Água. Seu corpomovia-se lento, pois o oceano de uma água cálida, estática e quente, abraçava-o todo num esmero zeloso e confortável. E respirava. O horizonte verde-azul era como um abismo de paz, um poço de uma tranquilidade anestésica que o fazia prolongar-se a cada piscar temeroso da realidade. O silêncio... Ninguém. A pele íntegra, curada, movia-se em desordem, como uma criança na experiência de um universo completamente novo.
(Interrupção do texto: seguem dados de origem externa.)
PR #541, opened 2024-03-01
[debug] Support mcontrol and mcontrol6 based on HwbpManual

lz-bro:
Change-Id: I2ee8718f03d6e381369b7d3bb0222563789ed525


debug/gdbserver.py
```diff
@@ -710,6 +715,7 @@ def test(self):
             self.gdb.p("$pc")
             assertRegex(output, r"[bB]reakpoint")
             assertIn("rot13 ", output)
+            self.gdb.stepi()
```
aap-sc, line 718: why do we need this `stepi` ?

debug/gdbserver.py
```diff
@@ -697,8 +699,11 @@ def test(self):
             if value != tselect:
                 raise TestNotApplicable
             self.gdb.p(f"$tdata1=0x{tdata1:x}")
-            value = self.gdb.p("$tselect")
-            if value == tdata1:
+            value = self.gdb.p("$tdata1")
+            if value == tdata1 or \
+                    (value >> (xlen-4) == 0x6 and \
```
aap-sc, line 704: `value >> (xlen-4) == 0x6` What is the purpose of this condition? If I read this right we explicitly ask for TYPE=2 trigger. How come we end up with TYPE=6?

debug/gdbserver.py
lz-bro: https://github.com/riscv-software-src/riscv-tests/blob/7dfa49bb33ac2393742232cb6f77b79ec5c9df47/debug/programs/debug.c#L65-L68
According to the program, I think that the breakpoint should be hit 2 times at rot13, and then hit at crc32a and _exit sequentially. So stepi avoids hitting the rot13 breakpoint at the same position as main

debug/gdbserver.py
lz-bro: The purpose is to be compatible with spec 1.0 and 0.13. On our hardware that supports spec 0.13, setting the TYPE to 2  trigger actually we end up with TYPE=6.

aap-sc: can we instead just re-request type==6 if the resulting value of tdata1 is different? I believe this would enable us to support wide range of platforms in a more cleaner way.

debug/gdbserver.py
aap-sc: > So stepi avoids hitting the rot13 breakpoint at the same position as main

I don't get it. What do you mean "at the same position as main" ?  main and rot13 should have different addresses. When gdb issues a continue request it issues a single-step and then issues a real continue. We should breakpoint at main should not be hit.

lz-bro:
@aap-sc hello，I have made some modifications to support wide range of platforms. Could you please review it.

aap-sc:
@lz-bro I think it would be better to leave `set_manual_trigger` and just perform 2 separate calls (for type2 and type6) passing the desired mask along the way (if type2/type6 triggers require a different mask). @en-sc would you kindly take a look too?

lz-bro:
> @lz-bro I think it would be better to leave `set_manual_trigger` and just perform 2 separate calls (for type2 and type6) passing the desired mask along the way (if type2/type6 triggers require a different mask). @en-sc would you kindly take a look too?

Thanks, I agree that perform 2 separate calls (for type2 and type6)

debug/gdbserver.py
```diff
@@ -717,21 +736,27 @@ def set_manual_trigger(self, tdata1, tdata2):
...
-            type_none = set_field(0, MCONTROL_TYPE(self.hart.xlen),
-                                  MCONTROL_TYPE_NONE)
-            if type_rb == type_none:
+            type_rb = tdata1_rb & TDATA1_TYPE(self.hart.xlen)
+            type_match = set_field(0, TDATA1_TYPE(self.hart.xlen),
+                                   TDATA1_TYPE_MATCH)
+            type_none = set_field(0, TDATA1_TYPE(self.hart.xlen),
+                                  TDATA1_TYPE_NONE)
+            if type_rb == type_match:
+                maskmax_rb = tdata1_rb & MCONTROL_MASKMAX(self.hart.xlen)
```
en-sc, line 746: I'd sugest passing the mask to use before the comparison of `tdata1` and `tdata1_rb` as an argument of `set_manual_trigger()`

lz-bro:
@en-sc Passing both type_none and type_match as an argument of set_manual_trigger() ？Which parameter are you referring to as a function argument

lz-bro:
Ping

en-sc (approved):
LGTM. Sorry for the delay

aswaterman (approved):

PR #542, opened 2024-03-01
fix CI for OpenOCD/debugger tests

aap-sc:
`git ls-remote` lists both `refs/head` and `refs/remotes`. riscv-openocd got
a new entry in refs/remotes that matches `riscv` pattern around Jan 25.
This breaks gitlab pipeline. The commit restricts ls-remote only to
`refs/head`.

In addition this commit changes the address of riscv-openocd repository,
since it was moved to riscv-collab space a while ago.

### DIFF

O gosto doce de possuir por completo os próprios movimentos. Desenhar com os membros as figuras cicatrizadas na alma. Se soubesse desenhar seus próprios vórtices de tristeza... Fez com o dedo um redemoinho. As possibilidades tantas: giros, cambalhotas, contorções. Com a boca, bolhas! Que subiam... Mas havia acima de si uma lâmina de espelho d’água que não refletia nada senão confusão. E depois dela a incerteza. Voou até lá numa zarpada eivada pela curiosidade de menino. E emergiu submergindo em mais água. Em mais nada, silêncio, ninguém. E de onde de tudo no fundo de si e além, a verdade: a solidão. Gélida. Era água e só. Liberdade crua. Não era uma praia com sua mãe observando como ele nadava. Não era uma piscina e seus amigos pulando e brincando. E focando a visão, todo aquele azul costursuturado em verde era senão um túnel negro. Era ele, sem nada, sem tudo, sem luz, sem dor.


Abriu os olhos. A água extravasou do inconsciente e reencarnou em lágrima. A primeira! Escorreu sequiosa, tremulou no nariz e faleceu no chão.